After a rough patch that nearly drove the Cincinnati Film Society to extinction, the group is rebounding.
Modest state and local grants helped mount new exhibitions, including two recent series of film noir classics shown at The Movies Repertory downtown. A new series on French New Wave films begins there Jan. 31.
Plans are afoot for more themed series, a newsletter is in the works, even a Web site (http://www.cincinnatlas.com/filmsociety) is open.
The group hit a bureaucratic pothole about four years ago when a former officer allowed its post office box rental to lapse, says filmmaker Steve Gebhardt, who has been active in resuscitating the society. The oversight left the group out of touch with its members and led to the loss of a key operating grant when a check was returned to the Ohio Arts Council.

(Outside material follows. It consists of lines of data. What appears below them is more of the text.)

PR #529, opened 2026-06-24
feat(gcp-bootstrap): Create an IP and configure SSH to use it for LB svc

nathanael-ruf:
CU-869dv8e9n

See https://codesphere-cloud.slack.com/archives/C0B4V6UF2QH/p1782288154121389?thread_ts=1782285831.692179&cid=C0B4V6UF2QH for my general approach.

Tried gcp bootstrap locally and the IP is created and the config looks correct to me.
The [corresponding change in the ssh chart](https://github.com/codesphere-cloud/charts/pull/747) is not merged yet, so can't try end to end, but worst case I'll create a followup PR.

Screenshot 2026-06-24 at 10 35 35
Screenshot 2026-06-24 at 10 36 18


schrodit (commented):
this PR only creates a new ip right?
The pc-apps chart is not yet configured, not sure if this PR makes sense without the pc-config update.
I think here its important how the data gets propagated to the chart

NautiluX (approved):

PR #531, opened 2026-06-25
feat: Add command to load images into custom registry

NautiluX:


cli/cmd/install_k0s_test.go
```diff
@@ -528,6 +528,7 @@ var _ = Describe("InstallK0sCmd", func() {
 				c.FileWriter = mockFileWriter
 
 				mockEnv.EXPECT().GetOmsWorkdir().Return(tempDir)
+				mockFileWriter.EXPECT().MkdirAll(tempDir, os.FileMode(0755)).Return(nil)
```
NautiluX, line 531: Unrelated fix that was necessary to run the tests locally.Seems they aren't executed in the CI

PR #2410, opened 2020-12-11
ADEN-10742 | Logo Replacement 2.0

Loczi94:
## Links

https://wikia-inc.atlassian.net/browse/ADEN-10742

### DIFF
--- a/app/styles/module/_ads.scss
+++ b/app/styles/module/_ads.scss
@@ -205,15 +205,4 @@ $closeButtonHeight: 40px;
   }
 }
 
-.new-logo {
-  animation-duration: 3s;
-  animation-fill-mode: forwards;
-  animation-name: fade-in;
-  max-height: 55px;
-  opacity: 0;
-  padding-left: 12px;
-}
-
-.tracking-pixel {
-  display: none;
-}
+@include logo-replacement(55px, 12px);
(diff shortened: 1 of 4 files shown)


app/styles/module/_ads.scss
```diff
@@ -205,15 +205,29 @@ $closeButtonHeight: 40px;
...
 
-.new-logo {
-  animation-duration: 3s;
-  animation-fill-mode: forwards;
-  animation-name: fade-in;
-  max-height: 55px;
-  opacity: 0;
-  padding-left: 12px;
-}
+@mixin logo-replacement($max-height, $padding-left) {
```
nandy-andy, line 208: This mixin is different than the one created in ad-engine and I wonder if in the sake of consistency we shouldn't make them accept the same params 🤔 https://github.com/Wikia/ad-engine/pull/948/files#diff-20e570b6d6f5f0fe51f509457857db4705fb7388b2f8a38ded22154a6ddc039cR61

nandy-andy (approved):

app/styles/module/_ads.scss
nandy-andy: Discussed on a call. Let's leave it as-is.

PR #2415, opened 2020-12-22
ADEN-10753 Implement gap for incontent ads

fraszczakszymon:
## Links

* http://wikia-inc.atlassian.net/browse/ADEN-10753

### DIFF
--- a/app/modules/ads/slots.js
+++ b/app/modules/ads/slots.js
@@ -46,6 +46,7 @@ function injectAffiliateDisclaimer() {
     templateService,
   } = window.Wikia.adEngine;
 
+  // TODO: consider using defaultTemplates property
   slotService.on('affiliate_slot', AdSlot.STATUS_SUCCESS, () => {
     templateService.init('affiliateDisclaimer', slotService.get('affiliate_slot'));
   });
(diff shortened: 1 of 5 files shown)


app/styles/module/_ads.scss
```diff
@@ -91,6 +91,34 @@ $closeButtonHeight: 40px;
...
+    min-height: 250px;
+    transition: min-height .35s linear;
+
+    &.is-loading {
+      animation: is-loading 2s infinite;
+    }
+
+    &.wrapper-gap-disabled {
+      min-height: 0;
+    }
```
Loczi94: How about creating mixin?

fraszczakszymon: Good point 👍🏻

Loczi94 (approved):

app/modules/ads/slots.js
```diff
@@ -46,6 +46,7 @@ function injectAffiliateDisclaimer() {
     templateService,
   } = window.Wikia.adEngine;
 
+  // TODO: consider using defaultTemplates property
```
nandy-andy, line 49: Ticket it please - we'll forget about it if it's only in the code/GitHub

PR #2423, opened 2021-01-13
ADEN-10723 | Refactor no ads handling

Loczi94:
## Links

Ticket: https://wikia-inc.atlassian.net/browse/ADEN-10723

Introduced changes are required due to changes in UCP code: https://github.com/Wikia/unified-platform/pull/4450/files#r555093405


dmnsobczak (approved):

app/modules/ads/core/stable-ads.js
```diff
@@ -68,15 +68,13 @@ class StableAds {
...
     const reasonConditionMap = {
-      noexternals_querystring: isQueryParamActive(queryParams.noexternals),
-      noads_querystring: isQueryParamActive(queryParams.noads),
-      mobileapp_querystring: isQueryParamActive(queryParams['mobile-app']),
-      noads_pagetype: adsContext.opts.pageType === 'no_ads',
-      load_failed: this.hasLoadFailed,
+      mobileapp_querystring: isQueryParamActive(queryParams['mobile-app']) ? 'mobileapp_querystring' : false,
+      noads_reasons: adsContext.opts.noAdsReasons,
+      load_failed: this.hasLoadFailed ? 'load_failed' : false,
     };
```
fraszczakszymon, line 74: Is this ok that we have mixed three types here? string, string[] and boolean. 
For:
```
{
  foo: 'foo',
  bar: [ 'reason1', 'reason2' ],
  x: false
}
```
we will track: `off_foo,off_reason1,reason2`, am I right? Is this correct?
Also, I would go for `string || null` types instead of `string || boolean` combination.

Loczi94: Yes, you are right - the same way of tracking is currently on production.
About types - yep, probably `string || null` would be better.

Loczi94: Yes, you are right - the same way of tracking is currently on production.
About types - yep, probably `string || null` would be better.

fraszczakszymon (approved):

PR #2448, opened 2021-03-08
ADEN-10799 Start using ad-tag-manager tags from inlined data instead of additional call to the service

nandy-andy:
## Links
* https://wikia-inc.atlassian.net/browse/ADEN-10799
* https://github.com/Wikia/ad-engine/pull/981
* https://github.com/Wikia/unified-platform/pull/4860

## Description
Bump ad-engine and start using ad-tag-manager inlined data.

### DIFF
--- a/app/modules/ads/targeting.js
+++ b/app/modules/ads/targeting.js
@@ -222,6 +222,7 @@ export const targeting = {
       ref: getRefParam(),
       esrb: adsContext.targeting.esrbRating,
       geo: window.Wikia.adEngine.utils.geoService.getCountryCode() || 'none',
+      adTagManagerTags: adsContext.targeting.adTagManagerTags || {},
     };
 
     if (window.pvNumber) {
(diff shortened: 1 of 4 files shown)


Loczi94 (approved):

app/modules/ads/targeting.js
```diff
@@ -222,6 +222,7 @@ export const targeting = {
       ref: getRefParam(),
       esrb: adsContext.targeting.esrbRating,
       geo: window.Wikia.adEngine.utils.geoService.getCountryCode() || 'none',
+      adTagManagerTags: adsContext.targeting.adTagManagerTags || {},
```
Loczi94: When we call Permutive in ad-engine we read key-vals from context one by one: https://github.com/Wikia/ad-engine/blob/825c8685a3c069f5ebddbfc6ba8a9d43ef8b180a/src/ad-services/permutive/index.ts#L90-L113 thus here we need to read and assign ad-tags from adsContext.targeting.adTagManagerTags also one by one.

PR #2450, opened 2021-03-11
SITE-557 | FCP track page view experiment

latata:


app/utils/track.js
```diff
@@ -203,6 +203,7 @@ export function trackPageView(isInitialPageView, uaDimensions) {
     M.trackingQueue.push(window.trackQuantcastPageView);
     M.trackingQueue.push(window.trackComscorePageView);
     M.trackingQueue.push((isOptedIn) => {
+      window.fandomFCPtrackPageView(false);
```
latata: `false` to prevent increasing the page view number as it will be increased by regular page view event

vendor/inline-scripts/pageview-tracking-experiment.js
```diff
@@ -0,0 +1,104 @@
...
+      pv_unique_id: genUID(),
+      pv_number: pvNumberComputed,
+      pv_number_global: pvNumberGlobalComputed,
+      url: window.location.href,
+      c: headData.wikiVariables.id,
+      a: headData.trackingDimensions[21],
+      lc: headData.wikiVariables.language.content,
+      x: headData.wikiVariables.dbName,
+      s: 'mercury',
+      n: headData.trackingDimensions[25],
```
latata, line 50: namespace number took from tracking dimensions - that was the easiest way to get it 🤷‍♂️

vendor/inline-scripts/pageview-tracking-experiment.js
```diff
@@ -0,0 +1,104 @@
...
+    const params = {
+      beacon: beacon,
+      cb: new Date().valueOf(),
+      session_id: sessionId,
+      pv_unique_id: genUID(),
+      pv_number: pvNumberComputed,
+      pv_number_global: pvNumberGlobalComputed,
+      url: window.location.href,
+      c: headData.wikiVariables.id,
+      a: headData.trackingDimensions[21],
```
latata, line 46: article id took from tracking dimensions - that was the easiest way to get it 🤷‍♂️

vendor/inline-scripts/pageview-tracking-experiment.js
```diff
@@ -0,0 +1,104 @@
...
+      const r = Math.random() * 16 | 0, v = c === 'x' ? r : (r & 0x3 | 0x8);
+
+      return v.toString(16);
+    });
+  }
+
+  function getEventParams(shouldIncreasePvNumber) {
+    let pvNumberComputed = pvNumber ? parseInt(pvNumber, 10) : 0;
+    let pvNumberGlobalComputed = pvNumberGlobal ? parseInt(pvNumberGlobal, 10) : 0;
+    if (shouldIncreasePvNumber) {
```
latata: for initial page view `shouldIncreasePvNumber` is true as the FCP tracking event is sent before the regular page view event. For the next SPA page views the event is run after the regular page view event so the value is already increased.

app/utils/track.js
```diff
@@ -203,6 +203,9 @@ export function trackPageView(isInitialPageView, uaDimensions) {
     M.trackingQueue.push(window.trackQuantcastPageView);
     M.trackingQueue.push(window.trackComscorePageView);
     M.trackingQueue.push((isOptedIn) => {
```
bkoval, line 205: Why do we need to wait for the tracking queue? Maybe we could remove everything that requires user opt in from that request and avoid depending on tracking opt-in load time?

Otherwise the event will still depend on additional factors and not only on the page load.

vendor/inline-scripts/pageview-tracking-experiment.js
bkoval: In theory, if readData() goes into catch block, head Data will be empty so this code will throw an error. Not a big deal for the experiment but when productizing this we'd probably want to have a fallback

app/utils/track.js
latata: it's only for subsequent page views so it won't depend on any other factors. The queue should be flushed immediately.

latata: https://github.com/Wikia/mercury-shared/blob/master/src/tracking/tracking-queue.js#L9

vendor/inline-scripts/pageview-tracking-experiment.js
latata: right, we can improve it later on

bkoval (approved):

PR #2454, opened 2021-03-19
SITE-670 | set CPU limits in k8s descriptors

rybmat:
## Links
* http://wikia-inc.atlassian.net/browse/SITE-670

## Description
Similar issue as in this RCA: https://wikia-inc.atlassian.net/wiki/spaces/SE/pages/1734443093/Increased+5xx+error+rate+in+discussion+service

For some reason, default 1.0 CPU limit started to be respected, therefore pods were throttled and that caused failures

## Reviewers
@Wikia/site-experience

### DIFF
--- a/package.json
+++ b/package.json
@@ -145,6 +145,7 @@
     ]
   },
   "fastbootDependencies": [
+    "abortcontroller-polyfill",
     "bunyan",
     "crypto",
     "deep-extend",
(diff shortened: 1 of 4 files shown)


package.json
```diff
@@ -145,6 +145,7 @@
     ]
   },
   "fastbootDependencies": [
+    "abortcontroller-polyfill",
```
rybmat, line 148: solves `Package 'abortcontroller-polyfill' is required to be in the whitelist.` warnings

lomiarz (approved):

mortigen (approved):

PR #2468, opened 2021-03-25
PLATFORM-5761 Set global banner for Wiki Rules and Blocking Policy notice

mmeller-wikia:
https://wikia-inc.atlassian.net/browse/PLATFORM-5761

## Description

## Reviewers

### DIFF
--- a/app/services/migration-notification.js
+++ b/app/services/migration-notification.js
@@ -1,5 +1,6 @@
 import Service, { inject as service } from '@ember/service';
 import localStorageConnector from '@wikia/ember-fandom/utils/local-storage-connector';
+import Cookies from 'js-cookie';
 
 export default Service.extend({
   fastboot: service(),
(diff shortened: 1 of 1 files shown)


app/services/migration-notification.js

''We picked up what was left, which was a film society by name, and decided we weren't going to let something as valuable as that to the community just disappear,'' Mr. Gebhardt says.
The reconstituted group -- including president Dan Peterson, Brother Jerome Pryor from Xavier University, John Aber from the College of Mount St. Joseph, former University of Cincinnati professor R. Hector Currie, psychologist Carol Brady and lawyer Leona Durham, plus the society's managing director Sarah Hawkins -- won about $9,000 in new grants from city and state arts councils.
Last year, the society presented films at Cincinnati Museum Center, including the Palestinian documentary The People and The Land by Riad Bahhur and Tom Hayes, and launched the themed series at The Movies.
In addition to the New Wave series, the society plans series on rock documentaries, avant-garde American film and ''Censored in Cincinnati,'' a series of movies that have drawn official displeasure over the the past 30 years.
In time, Mr. Gebhardt says, the society hopes to present film and video production programs for aspiring creative artists.